There was a time in the CCM (Contemporary Christian Music) industry when the joke was that you had to have so many JPMs (Jesus per minute). Songs not only had to be written by a Christian but had to be about Christian stuff. While this was often done in order to make sure that the music was bearing witness to the Christian faith, the result was a ghetto of Christian music in which the artists were by and large singing to the choir. Who outside the confined and confining circle of CCM would actually hear this music?
And it begs the question: Who qualifies as a Christian artist? What kind of content can a Christian artist produce before they are no longer regarded as a Christian artist? Is it their record label? What percentage of songs have to be explicitly about their faith? And do the songs have to be obvious? What if a musician is a Christian but you wouldn’t necessarily glean this from their music?
Take U2 for example. Are they a Christian band? Depends. Depends on who you ask, that is. Some are adamant that these guys are wolves in sheep’s clothing. Others are vehement that U2 rank just below the 12 apostles. No doubt, as it often is, the answer is somewhere in between. Like it or not, they’ve written and recorded numerous songs in which they are explicit about their faith, and songs on subjects seen through eyes of faith. What would qualify them as a Christian band to their detractors?
I also think of Christian band Jars of Clay, whose music isn’t always obviously Christian. It’s not unChristian; but their songs don’t always make their faith explicit. Speaking about the CCM industry and their own attempt to reach beyond its boundaries, lead singer and lyricist for the band, Dan Haseltine, wrote this on a blog post in the lead up to the release of their most recent album, Inland:
“Our particular style of writing and the perspective that we have written from has not been an easy fit into an artistic community that has such a massive agenda and only a single idea of how that agenda gets accomplished.

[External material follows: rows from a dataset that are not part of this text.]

PR #956, opened 2019-07-04
Update the copyless version to 0.1.4

jrmuizel:
< 0.1.4 failed to check for null when doing allocations which could lead to null dereferences.


fafhrd91 (approved):
Thanks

I don’t fit there. I may have at one point. I did grow up as a youth group kid wearing a t-shirt with a picture of Jesus on it. I did drive a car with a “Christian” bumper sticker on it.”
In a later post discussing the relationship between faith and art, Haseltine says this:
“Jars of Clay has been called a “Christian” band for a long time. It has been truer in some years than others to what people believe that label actually is. We have chosen the title and despised it in equal measure. I honestly have never encountered a more vague and misinterpreted label so subjective in its usage to be deemed utterly useless in the public forum as the label, ‘Christian.’”

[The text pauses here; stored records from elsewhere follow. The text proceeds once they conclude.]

PR #984, opened 2019-07-17
Log error results in Logger middleware (closes #938)

### LINKED ISSUE #938: Error reporting in 1.0
I am still quite new to actix and rust in general, so I apologise if I have missed something obvious in the text below.

In actix-web 0.7, if a handler returned an actix Error, the error message was logged:

```
ERROR 2019-06-24T07:29:59Z: actix_web::pipeline: Error occurred during request handling, status: 500 Internal Server Error test
DEBUG 2019-06-24T07:29:59Z: actix_web::pipeline: Custom { kind: Other, error: StringError("test") }
INFO 2019-06-24T07:30:00Z: actix_web::middleware::logger: 127.0.0.1:56449 "GET /error HTTP/1.1" 500 0 "-" ...
```

In 1.0, errors no longer appear to be logged. If the logger middleware is enabled, it is possible to see that a handler has returned a 500 response, but actix gives no indication of what the error actually was in the logs.

```
 INFO 2019-06-24T08:49:54Z: actix_web::middleware::logger: 127.0.0.1:59661 "GET /error HTTP/1.1" 500 4 "-" ...
```

I gather that I can implement a custom error type in order to log the error, and optionally display something else in the http response. The following seems to work:

```
#[derive(Debug)]
struct UserError {
    err: failure::Error
}

impl actix_web::error::ResponseError for UserError {
    fn error_response(&self) -> HttpResponse {
        error!("caught internal server error: {:?}", self);
        HttpResponse::new(
            http::StatusCode::INTERNAL_SERVER_ERROR)
    }
}

impl fmt::Display for UserError {
        write!(f, "hidden error")
    }
}

impl<T: Into<failure::Error>> From<T> for UserError {
    fn from(t: T) -> UserError { UserError { err: t.into() } }
}

#[get("/error")]
fn errortest() -> impl Future<Item = String, Error = UserError> {
    futures::future::err(format_err!("test fail")).from_err()
}
```

But that took me quite some time to figure out as someone new to the ecosystem. The other web frameworks I have used in the past all hide error messages from end users by default, and show them only to the developer, so the fact that actix does the opposite caught me by surprise. While custom error types may be the best solution in the long run, for the benefit of people starting out, might it make more sense if actix's Error type behaved differently to how it does now?

Thanks for all your work on actix :-)

vmalloc:


src/middleware/logger.rs
```diff
@@ -202,6 +203,10 @@ where
     fn poll(&mut self) -> Poll<Self::Item, Self::Error> {
         let res = futures::try_ready!(self.fut.poll());
 
+        if let Some(error) = res.response().error() {
+            debug!("Error in response: {:?}", error);
```
fafhrd91: You should filter 500.

fafhrd91 (changes requested):
Could you add entry to changes

src/middleware/logger.rs
vmalloc: done

vmalloc:
Added to changelog

fafhrd91 (approved):

fafhrd91:
thanks!

PR #989, opened 2019-07-18
Re-implement Host predicate

antonok-edm:
There used to be a Host predicate to allow matching requests based on the host. For some reason, this got commented out and abandoned. I've re-implemented it and added some additional tests.


fafhrd91 (approved):

fafhrd91:
I commented it out because of connection_info, but your version is good. Thanks!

Using Christian as an adjective is, lastly, also significant with respect to how we self-identify as people of faith and identify other people of faith. Is it because of their character? Is it their life of prayer and how they pay attention to Jesus’ admonitions to love the least of these? Is it because they always carry a Bible or is it because they actually study the Bible and then apply it? Or is it because of all their Christian accessories? Because that’s what this is about. Faith as accessory. Jesus as a slogan. Christianity as a product. Advertised and bought and sold. The Jesus’ fish serves the same purpose as the Nike swish.
Holiness, love, grace, reconciliation are the marks of Christian identity. If only those of us who are Christian were more robustly so, using the word Christian as an adjective would be unnecessary. It would be enough to use it as a noun. This is also the case for objects of artistic expression. Whether or not a given song, for example, is Christian would not depend solely on the lyrics to the song but on the character of the song-writer. As I said, the better and stronger the noun, the less useful and necessary the adjective. Especially when it comes to the word Christian.